#### TASK DESCRIPTION
Your answer should restate each line of the data below word for word.

#### EXTRACTED DATA

□ □ □ □ □ □ □

PR #1607, opened 2021-12-06
Use a Provider to lazily initialize the default user agent

marcosholgado:
Task/Issue URL: https://app.asana.com/0/414730916066338/1201472407198007

### Steps to test this PR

□ □ □ □ □ □ □

#### RESULT OF THE EXERCISE
PR #1607, opened 2021-12-06
Use a Provider to lazily initialize the default user agent

marcosholgado:
Task/Issue URL: https://app.asana.com/0/414730916066338/1201472407198007

### Steps to test this PR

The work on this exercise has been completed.